I have a simple SequencesRange class that can iterate random genomic sequences of fixed size.

When I try to join the characters of all sequences with std::views::join, it works well, but as soon I try to pipe with std::views::enumerate, I get garbage output. I can check that valgrind is not very happy and produces some dreaded Conditional jump or move depends on uninitialised value(s)

#include <string>
#include <iostream>
#include <ranges>

class SequencesRange
{
public:

    struct iterator 
    {
        using iterator_category = std::forward_iterator_tag;
        using value_type        = std::string;
        using difference_type   = long;
        using pointer           = value_type*;
        using reference         = value_type const&;

        iterator (size_t size, size_t nbItems)  : value_(size,' '), nbItems_(nbItems)
        {
            next();
        }

        iterator()                = default;
        iterator(iterator const&) = default;
        iterator(iterator &&    ) = default;

        iterator& operator= (iterator const&) = default;
        iterator& operator= (iterator     &&) = default;

        bool operator!= (const iterator& other) const { return nbItems_ != other.nbItems_; }
        bool operator== (const iterator& other) const { return nbItems_ == other.nbItems_; }

        iterator& operator++ ()    { next();  ++nbItems_;  return *this; }
        iterator  operator++(int)  { iterator tmp = *this;  ++(*this);  return tmp; }

        reference operator* () const { return value_; }

        value_type value_;
        size_t     nbItems_ = 0;
        
        void next()
        {
            static std::array<char,4> letters = {'A','C','G','T'};
            
            for (auto& c : value_)  { c = letters[rand()%letters.size()]; }
        }
    };

public:

    iterator begin() const { return iterator(size,       0); }
    iterator end  () const { return iterator(size, nbItems); }
    
    size_t nbItems = 0;
    size_t size    = 0;
};

int main (int argc, char** argv)
{
    SequencesRange iterable {1, 10};  // one sequence of length 10
 
    for (auto [i,nt] : iterable | std::views::join | std::views::enumerate)
    {
        std::cout << nt;  // got some garbage output here
    }

    // Note that the following is ok:
    //  for (auto nt : iterable | std::views::join)  { std::cout << nt; }
}

It sounds like bad object life cycle management and I suspect something silly in my iterator structure but I currently can't see where.

Odd thing: if I configure the iterable with sequences of length>=16, I don't have any error.
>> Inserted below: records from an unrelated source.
PR #12935, opened 2026-04-29
feat: native structured output on AgentComponent with prompt fallback

Cristhianzl:
OBJECTIVE: Replace the regex+prompt JSON extraction in `AgentComponent.json_response()` with native `with_structured_output()` and demote the legacy path to fallback-only.                                                                                                                                
                                                                                                                                                        
CHANGES:                                                        
  - Extract structured output into `lfx/components/models_and_agents/structured_output/` (schema_preprocessing, json_extraction,
  native_structured_invoker, prompt_fallback_invoker, structured_output_orchestrator) — each module SRP, no `utils`/`helpers` namespaces                
  - Rewire `AgentComponent.json_response()` as a thin orchestrator delegate (~50 lines), preserving the public signature so starter projects don't break
  - Declare `Output(name="structured_response", method="json_response", types=["Data"])` on AgentComponent (Slice 10), update 16 starter projects to    
  expose the new output                                                                                                                                 
  - Suppress `self.send_message` during the fallback path so the Chat Output isn't duplicated by `run_agent`'s streaming emission                       
  - Surface `output_schema` and `format_instructions` in the Inspection Panel (`hidden-fields.ts`) — without this the user has no UI to configure the   
  schema                                                                                                                                                
  - Add 51 pytest unit tests for the orchestrator package (96% branch coverage), 4 backend regression tests on AgentComponent, and 3 Playwright tests   
  guarding the UI prerequisites for manual scenarios A–G


erichare (approved):
Awesome, LGTM @Cristhianzl . Some things to address, but non-blocking:

# Summary

Strong PR overall — the direction (native `with_structured_output()` first, regex-fallback second) is the right architectural call, the SRP decomposition is clean, and the test suite is thorough. I'd recommend **approve with comments** — three concrete fixes before merge, plus a few nits.

---

# Strengths

- **Correct strategy choice.** Native structured output gives provider-validated payloads instead of best-effort regex extraction. The `prefer_native=not has_tools` switch in [[agent.py:447](https://claude.ai/epitaxy/src/lfx/src/lfx/components/models_and_agents/agent.py:447)](src/lfx/src/lfx/components/models_and_agents/agent.py:447) is the right contract: when tools are attached, native would skip them, so fallback is mandatory.
- **Clean decomposition.** Each of the 5 new modules is <105 lines with a single responsibility. The orchestrator is a thin coordinator, not a god-object. No `utils`/`helpers` namespaces.
- **The duplicate-message fix is well-scoped.** [[agent.py:425-438](https://claude.ai/epitaxy/src/lfx/src/lfx/components/models_and_agents/agent.py:425)](src/lfx/src/lfx/components/models_and_agents/agent.py:425) intercepts `self.send_message` only during fallback, so `run_agent`'s streaming emission doesn't compete with the orchestrator's `Data` output downstream. The regression test [`[test_should_not_emit_chat_message_when_json_response_uses_fallback](https://claude.ai/epitaxy/src/backend/tests/unit/components/models_and_agents/test_agent_component.py)`](src/backend/tests/unit/components/models_and_agents/test_agent_component.py) explicitly reproduces the bug and proves the fix.
- **Adversarial test included.** [`[test_should_keep_schema_when_user_input_attempts_format_override](https://claude.ai/epitaxy/src/lfx/tests/unit/components/models_and_agents/structured_output/test_structured_output_orchestrator.py)`](src/lfx/tests/unit/components/models_and_agents/structured_output/test_structured_output_orchestrator.py) confirms the native path resists prompt-injection-style schema overrides.
- **Backward-compatible.** `json_response()` keeps its public signature; the 16 starter projects are updated to expose the new `structured_response` output handle, but a flow that didn't wire it still works.
- **Imports cleanup.** `import json`, `import re`, `from pydantic import ValidationError` are dropped from `agent.py` — no dead code left behind.

---

# Issues

## HIGH — `_supports_native_structured_output` is too optimistic

[`[structured_output_orchestrator.py:73-75](https://claude.ai/epitaxy/src/lfx/src/lfx/components/models_and_agents/structured_output/structured_output_orchestrator.py:73)`](src/lfx/src/lfx/components/models_and_agents/structured_output/structured_output_orchestrator.py:73)
```python
def _supports_native_structured_output(llm: Any) -> bool:
    method = getattr(llm, "with_structured_output", None)
    return callable(method)
```
Most LangChain `BaseLanguageModel` subclasses inherit `with_structured_output`, even when the underlying provider doesn't actually support it — many wrappers raise `NotImplementedError` at invocation time. With the current code, those calls bubble up as `json_response.orchestration_failed` errors instead of automatically falling back to the prompt path.

**Fix:** wrap `invoke_with_native_structured_output` in `try/except NotImplementedError` and route to the prompt fallback when it raises. Add a test that injects a stub LLM whose `with_structured_output(...)` raises and asserts the orchestrator recovers via fallback.

## HIGH — `send_message` monkey-patch isn't safe under reentrancy

[`[agent.py:425-438](https://claude.ai/epitaxy/src/lfx/src/lfx/components/models_and_agents/agent.py:425)`](src/lfx/src/lfx/components/models_and_agents/agent.py:425) reassigns `self.send_message = _suppressed_send_message` and restores in `finally`. If a second `json_response()` ran concurrently on the same component instance — or any callback during `run_agent` looked at `self.send_message` from a different context — it'd see the suppressed version. The `# type: ignore[method-assign]` is a yellow flag.

Component instances are usually single-use per invocation, so this is probably fine in practice, but I'd prefer one of:
- A context manager (`with self._suppress_send_message():`) that scopes the swap.
- A `suppress_emit=True` kwarg on `run_agent` that the framework respects natively.
- A local `send_message` injected via `self.set(send_message=...)` rather than method reassignment.

## MEDIUM — `extract_json_from_text` doesn't recognize JSON arrays in prose

[`[json_extraction.py:9](https://claude.ai/epitaxy/src/lfx/src/lfx/components/models_and_agents/structured_output/json_extraction.py:9)`](src/lfx/src/lfx/components/models_and_agents/structured_output/json_extraction.py:9)
```python
_EMBEDDED_OBJECT_PATTERN = re.compile(r"\{.*\}", re.DOTALL)
```
This only matches objects. A fallback LLM that wraps `[{"a": 1}, {"a": 2}]` in prose like `"Here you go: [{...},{...}]. Done."` would fall through to `direct = json.loads(...)` (which fails on the prose) and then to the regex (which doesn't match `[`). Result: `None` → `{"content": ..., "error": ...}`. The same regex was used in the legacy code, so this is parity, not a regression — but worth fixing while the helper is fresh:

```python
_EMBEDDED_PATTERN = re.compile(r"[\{\[].*[\}\]]", re.DOTALL)
```
…and add a test `test_should_extract_array_when_text_contains_prose_around_json_array`. Also the `r".*"` greedy match has the classic problem of spanning multiple JSON blobs as one string. Consider `json.JSONDecoder().raw_decode()` starting at the first `{`/`[` for robustness.

---

## LOW

- **`_wrap_payload` collapses single-item lists to dicts.** Consistent with the legacy behavior, but counterintuitive when the schema's `multiple=True` and the LLM happens to extract one item. Either document it on `orchestrate_structured_output` or expose a `collapse_singletons=True` knob. ([[structured_output_orchestrator.py:96](https://claude.ai/epitaxy/src/lfx/src/lfx/components/models_and_agents/structured_output/structured_output_orchestrator.py:96)](src/lfx/src/lfx/components/models_and_agents/structured_output/structured_output_orchestrator.py:96))
- **Adversarial fallback test missing.** The native path has the schema-override test; the fallback path doesn't. Worth adding `test_should_attach_validation_error_when_user_input_subverts_schema_in_fallback`.
- **`_extract_text_content` ([[agent.py:38-48](https://claude.ai/epitaxy/src/lfx/src/lfx/components/models_and_agents/agent.py:38)](src/lfx/src/lfx/components/models_and_agents/agent.py:38))** duplicates logic that probably exists somewhere in `lfx/schema/message.py` or `lfx/base/agents/`. Worth a 30-second grep before adding it.
- **Async test config.** All new test classes are decorated with `@pytest.mark.unit` and contain `async def` methods. Confirm `asyncio_mode = auto` is set in the project's `pyproject.toml`, otherwise pytest will collect them but skip the `await`s.
- **`_build_augmented_system_prompt` wording differs from legacy.** The legacy `json_response` built a longer "Extract only the JSON schema" preamble; the new orchestrator uses a tighter "respond ONLY with a JSON object" instruction. Tighter is better, but worth running one or two of the 16 starter flows end-to-end on the prompt-fallback path (e.g. with a tool attached) to confirm extraction quality didn't regress on smaller models.
- **`hidden-fields.ts` change** is correct ([[line 17](https://claude.ai/epitaxy/src/frontend/src/pages/FlowPage/components/InspectionPanel/components/hidden-fields.ts:17)](src/frontend/src/pages/FlowPage/components/InspectionPanel/components/hidden-fields.ts:17)) — without this the schema/format inputs are unreachable in the inspection panel — but the Playwright test relies on `OPENAI_API_KEY` being present, so it'll be skipped in PRs without secrets. The wiring assertion (`#showoutput_schema` visible) is the real guard; that part doesn't need the API key. Consider gating only the test that actually invokes the agent.

---

# Verification gaps

- No test exercises `prefer_native=True + LLM raises NotImplementedError` (see HIGH #1).
- No fallback-path adversarial test (see LOW above).
- 16 starter project JSONs changed mechanically; the Playwright test confirms one (`Simple Agent`) renders the new handle but doesn't iterate. Acceptable risk, but a quick `jq`-based test asserting all 16 expose `structured_response` would close the loop cheaply.

---

# Verdict

**Approve with comments.** The two HIGH items (auto-fallback on `NotImplementedError`, scope the `send_message` swap) are blockers in spirit but small in code. The MEDIUM (array regex) is a 1-line + 1-test fix while the file is open. Everything else is polish.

Maybe a side effect of short string optimization ?

DEMO


UPDATE:

Note that I have no issue with a simplified version of the iterator structure using an integer sentinel for the end instance:

DEMO


UPDATE:

If I force the iterator to provide copies (ie. value_type operator* () const { return value_; }), it works.

But I can't see why copies are needed for iterable | std::views::join | std::views::enumerate although only references can be used with iterable | std::views::join.


Solution

  • Your iterator is in fact a stashing iterator, i.e. it returns references to its own members, which means that its reference is tied to the lifetime of the iterator itself.

    According to [iterator.concept.forward]:

    Pointers and references obtained from a forward iterator into a range [i, s) shall remain valid while [i, s) continues to denote a range.

    and [forward.iterators]

    If a and b are both dereferenceable, then a == b if and only if *a and *b are bound to the same object.

    A stashing iterator is never a forward iterator.

    Correctly define your iterator's iterator_category as the input_iterator_tag will make the range adaptor work properly.